# Overview
In this section you will read in the same dataset that we've used in the other two exercises into a dataframe in Databricks, train an scikit-learn logistic regression model, and then export that model from the MLFlow model registry to the Vertex AI model registry so that it can then be used for prediction activities. 

## Setup
1. First, create a new Databricks notebook in python
2. You may need to start the cluster you created earlier, and attach the new notebook to the cluster
3. Install some additional libraries onto the Databricks cluster

In [None]:
%pip install category_encoders
%pip install databricks_registry_webhooks
%pip install db-dtypes
%pip install google-cloud-mlflow
%pip install google-cloud-aiplatform
%pip install google-cloud-bigquery

5. You will need to restart the cluster after these packages have been installed
4. Next, import the required libraries - remember that if the cluster turns off, you'll need to rerun these imports

In [None]:
from pyspark import *
from pyspark.mllib import *
from pyspark.mllib.linalg import SparseVector
from pyspark.sql import Row
from pyspark.sql.functions import col,isnan, when, count
import numpy as np
import pandas as pd
from sklearn.model_selection import train_test_split
from sklearn.preprocessing import StandardScaler
from sklearn.linear_model import LogisticRegression
from sklearn.pipeline import Pipeline
from sklearn.metrics import roc_curve, roc_auc_score, classification_report, accuracy_score, confusion_matrix 
import seaborn as sns
import matplotlib.pyplot as plt
from sklearn.preprocessing import OneHotEncoder
from category_encoders import *
import pandas as pd
from sklearn.datasets import load_boston
import mlflow
import bamboolib as bam
import os
import urllib
import google.oauth2.id_token
import google.auth.transport.requests
from databricks_registry_webhooks import RegistryWebhooksClient, HttpUrlSpec
from google.protobuf.json_format import MessageToJson
#from google.cloud import aiplatform as vertex_ai
from mlflow import deployments

7. Next, define some variables & helper functions

In [None]:
# auth function - required to be used when making request to deploy model
def make_authorized_get_request(endpoint, audience):
    """
    Make an authorized request to the given endpoint.
    Args:
        endpoint: The endpoint to send the request to.
        audience: The audience to use when validating the JWT.
    Returns:
        The JSON response from the request.
    """
    # Define the request.
    req = urllib.request.Request(endpoint)

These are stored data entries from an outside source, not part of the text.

PR #299, opened 2026-08-10
Feature/rccl install

ahskabir:
## Motivation

This feature will allow an user to install RCCL test and optionally build RCCL library as well. Both `rccl` library and `rccl-tests` will be built and installed from the rocm-systems repository:

## Technical Details

The rocm-systems repository: https://github.com/rocm/rocm-systems. As for RCCL library is concerned, user has either of the two choices: Use library from within the rocm installation /opt/rocm/lib Or build it from rocm-systems
The option will be provided whether or not user wants to build RCCL library. Note that rccl-tests build requires installation of RCCL library plus installation of OpenMPI. The configuration file for this test suite will ask for: Path to OpenMPI installation

## Test Plan

Installation is tested. Both RCCL library and rccl-tests were built. After built RCCL test was run and performance of all_reduce was validated.

## Test Result
all_reduce perf result: The RCCL test completed successfully and achieved the expected bandwidth (Size: 16GB → BusBW: 360 GB/s.

## Submission Checklist


cvs/tests/rccl/install_rccl_tools.py
```diff
@@ -0,0 +1,702 @@
+'''
```
cijohnson, line 1: Can we  rename it to cvs/tests/rccl/install_rccl_tests.py

cvs/input/config_file/rccl/rccl_config.json
```diff
@@ -1,5 +1,34 @@
 {
     "rccl": {
+        "installation_params": {
```
cijohnson, line 3: should we have separate config file named rccl_tests_install_config.json?

cvs/input/config_file/rccl/rccl_config.json
```diff
@@ -1,5 +1,34 @@
...
+            "nfs_install": "True",
+            "_comment_nfs_install": "If nfs_install is True, rccl-tests and rccl library (optional) will be installed in NFS. Otherwise, all nodes will have local installation",
+            "rccl_lib_install": "True",
+            "_comment_rccl_lib_install": "Set True to sparse-clone projects/rccl from rocm-systems and build RCCL for rccl-tests (e.g. when bundled ROCm RCCL mismatches rccl-tests). rccl-tests then builds with CUSTOM_RCCL_LIB.",
+            "rccl_lib_build_timeout": "10800",
+            "_comment_rccl_lib_build_timeout": "SSH exec timeout in seconds for RCCL library source build. Some rccl lib tags take long time to build, thus the high timeout value, this upper bound doesn't have effect on actual build time",
+            "rccl_lib_install_dir": "<changeme>",
```
speriaswamy-amd: Blocking: These <changeme> values break rccl_perf and rccl_regression. Both fixtures resolve the whole rccl object through resolve_test_config_placeholders, which sys.exit(1)s on the first <changeme> — so adding installation_params here aborts both suites on the shipped default, even for users who never run the installer. Verified: this branch exits 1, main resolves clean. Please move installation_params to its own config file, or have the perf suites resolve only the sub-keys they use.

cvs/tests/rccl/install_rccl_tools.py
```diff
@@ -0,0 +1,702 @@
...
+        f"export LD_LIBRARY_PATH=${{OMPI_PREFIX}}/lib:${{ROCM_PREFIX}}/lib:${{LD_LIBRARY_PATH:-}}; "
+    )
+
+
+def _git_clone_source(hdl, repository, dest_dir, sparse_path=None, git_tag=""):
+    """
+    Clone repository at dest_dir. When sparse_path is set, use partial clone +
+    sparse-checkout for a single rocm-systems project path.
+    """
+    hdl.exec(f"rm -rf {dest_dir}", timeout=60)
```
speriaswamy-amd: Blocking: This rm -rf is unguarded and runs on a user-supplied path. Combined with the /lib stripping in _rccl_install_prefix, setting rccl_lib_install_dir=/opt/rocm/lib (which the docstring on line 278 explicitly suggests) produces rm -rf /opt/rocm on every node. Please confine the delete to a subdirectory the installer owns, and reject system prefixes.

cvs/tests/rccl/install_rccl_tools.py
```diff
@@ -0,0 +1,702 @@
...
+        rccl_repository,
+        repo_dir,
+        sparse_path=sparse_path,
+        git_tag=rccl_git_tag,
+    )
+
+    rccl_build_dir = f"{rccl_project_dir}/build"
+    hdl.exec(
+        f"bash -c '{build_env}cd {rccl_project_dir} && mkdir -p build && cd build && cmake .. && make -j $(nproc)'",
+        timeout=14400,
```
speriaswamy-amd: Should Fix: Timeout is hardcoded to 14400 while the new rccl_lib_build_timeout config key says 10800 and is never read by any code. Either wire the key through here or drop it from the sample config.

cvs/tests/rccl/install_rccl_tools.py
```diff
@@ -0,0 +1,702 @@
...
+    nfs_install = config_dict["nfs_install"]
+    rccl_lib_install = config_dict["rccl_lib_install"]
+
+    rccl_lib_install_dir = config_dict["rccl_lib_install_dir"].rstrip('/')
+    rccl_tests_install_dir = config_dict["rccl_tests_install_dir"].rstrip('/')
+    rccl_repository = config_dict["rccl_repository"]
+    ompi_install_dir = config_dict["ompi_install_dir"].rstrip('/')
+
+    # Resolve the orchestrator handle
+    if nfs_install == "True":
```
speriaswamy-amd: Should Fix: == "True" is case- and whitespace-sensitive, so "true" silently selects per-node installs instead of NFS. This file already has _config_bool_str for this; please use it here and on lines 650 and 672.

cvs/tests/rccl/install_rccl_tools.py
```diff
@@ -0,0 +1,702 @@
...
+    log.info("%s", cluster_dict)
+    env_vars = cluster_dict.get("env_vars")
+    node_list = list(cluster_dict['node_dict'].keys())
+    if len(node_list) < 2:
+        raise ValueError('At least 2 nodes are required to run this test')
+    if len(node_list) % 2 != 0:
+        log.info(
+            f'Odd number of nodes ({len(node_list)}) detected; popping last node from the cluster to make the count even'
+        )
+        node_list.pop()
```
speriaswamy-amd: Should Fix: Popping the last node means node 3 of a 3-node cluster never gets rccl-tests when nfs_install=False, and the failure only surfaces later in rccl_perf. An installer also shouldn't require 2 nodes at all. This is copied from install_ibperf_tools.py, but it's worth breaking the pattern in a new file: install on every node in node_dict.

cvs/tests/rccl/install_rccl_tools.py
```diff
@@ -0,0 +1,702 @@
...
+    _git_clone_source(
+        hdl,
+        rccl_repository,
+        repo_dir,
+        sparse_path=sparse_path,
+        git_tag=rccl_git_tag,
+    )
+
+    rccl_build_dir = f"{rccl_project_dir}/build"
+    hdl.exec(
```
speriaswamy-amd: Should Fix: No error check on the library build, unlike the tests build on line 598. A cmake or compile failure surfaces as "library not found" from _resolve_rccl_shared_lib instead of the real compiler error. Please apply the same \berror: scan here.

cvs/tests/rccl/install_rccl_tools.py
```diff
@@ -0,0 +1,702 @@
...
+    rccl_lib_install_dir may point at the install root or at .../lib when reusing
+    the ROCm layout.
+    """
+    install_dir = config_dict["rccl_lib_install_dir"].rstrip("/")
+    if install_dir.endswith("/lib"):
+        return install_dir[: -len("/lib")]
+    return install_dir
+
+
+def _rccl_source_layout(config_dict):
```
speriaswamy-amd: Nit: this function doesn't seem to be used anywhere

cvs/tests/rccl/install_rccl_tools.py
```diff
@@ -0,0 +1,702 @@
...
+        f"\\( -name librccl.so -o -name \"libnccl.so\" -o -name \"libnccl.so.*\" \\) "
+        f"2>/dev/null; done | head -1'",
+        timeout=60,
+    )
+    for node, output in out_dict.items():
+        lib_path = output.strip().splitlines()[0] if output.strip() else ""
+        if not lib_path:
+            return ""
+        log.info("Node %s: resolved RCCL shared library: %s", node, lib_path)
+    return next(iter(out_dict.values())).strip().splitlines()[0]
```
speriaswamy-amd: Nit: next(iter(...)) raises a bare StopIteration when out_dict is empty (no nodes reachable). The loop above also logs per-node but the return only reflects the first node — worth simplifying so the intent is explicit.

cvs/tests/rccl/install_rccl_tools.py
```diff
@@ -0,0 +1,702 @@
...
+    """
+    node_list = list(cluster_dict['node_dict'].keys())
+    env_vars = cluster_dict.get("env_vars")
+    head_node = node_list[0]
+    shdl = Pssh(log, [head_node], user=cluster_dict['username'], pkey=cluster_dict['priv_key_file'], env_vars=env_vars)
+    return shdl
+
+
+@pytest.fixture(scope="module")
+def vpc_node_list(cluster_dict):
```
speriaswamy-amd: Nit: This function is not used anywhere in this module, could be dropped

cijohnson (changes requested):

    # Get the ID token from the environment.
    auth_req = google.auth.transport.requests.Request()
    id_token = google.oauth2.id_token.fetch_id_token(auth_req, audience)
    
    return id_token

8. Depending on how your GCP / Databricks project environment has been configured to communicate, you may need to generate an authorization token so that Databricks can read in data from BigQuery

* https://github.com/GoogleCloudDataproc/spark-bigquery-connector#how-do-i-authenticate-outside-gce--dataproc
* if you go back to the Google Cloud console and click on "activate cloud shell" in the upper righthand corner, you can generate a token by running the following gcloud command:
gcloud auth application-default print-access-token
![](./gcloud_auth.png)

9. You'll then need to copy the printed access token, and go back to your Databricks notebook and paste this into the a new variable

In [None]:
gcpAccessToken="your-access-token"

10. In order to move models using the mlflow google cloud plugin, you'll need to specify a Google Cloud Storage staging bucket for artifacts to be stored as part of the webhook function. If you don't have an existing bucket you want to use, you can create one. 
* In the GCP cloud console, navigate to Cloud Storage
* Select Create Bucket
* Make sure to use the same region where we've been creating all of our other resources (e.g. us-central1)
* Keep the default settings 
* Navigate to the bucket, and create a folder called "models"
![](./bucket_models.png)

11. Next, go back to your Databricks notebook. Let's define some variables. Make sure to use your project, the same region that you have been using to store the models in the Vertex AI model registry. 

In [None]:
# CHANGE THESE TO REGISTER DIFFERENT MODEL USING MLFLOW API
bucket_uri = "gs://bq-logit-regression-demo"
models_uri = f"{bucket_uri}/models/"

# VERTEX AI SETTINGS
REGION = "us-central1"
PROJECT_ID = "leedeb-experimentation"
FUNCTION_NAME = "deploy"
CLOUD_FUNCTION_URL = f"https://{REGION}-{PROJECT_ID}.cloudfunctions.net/{FUNCTION_NAME}"
CREDENTIAL_PATH = "/dbfs/FileStore/tables/vertexdatabricks/leedeb_experimentation_dbd17a0139eb.json"
os.environ['GOOGLE_APPLICATION_CREDENTIALS'] = CREDENTIAL_PATH

# WHEN STREAMING DATASET IN SPECIFY MODEL STAGE TO LOAD IN
# model_stage="Production"

# set registry GCS bucket URI
mlflow.set_registry_uri(models_uri)

## Prepare data

12. Read the data in from BigQuery using the spark connector to read it into a Spark dataframe. Make sure to update the full_table_name variable for your project!

In [None]:
# read in data from BQ into spark df
full_table_name="leedeb-experimentation.bq_databricks_vertex.training_data"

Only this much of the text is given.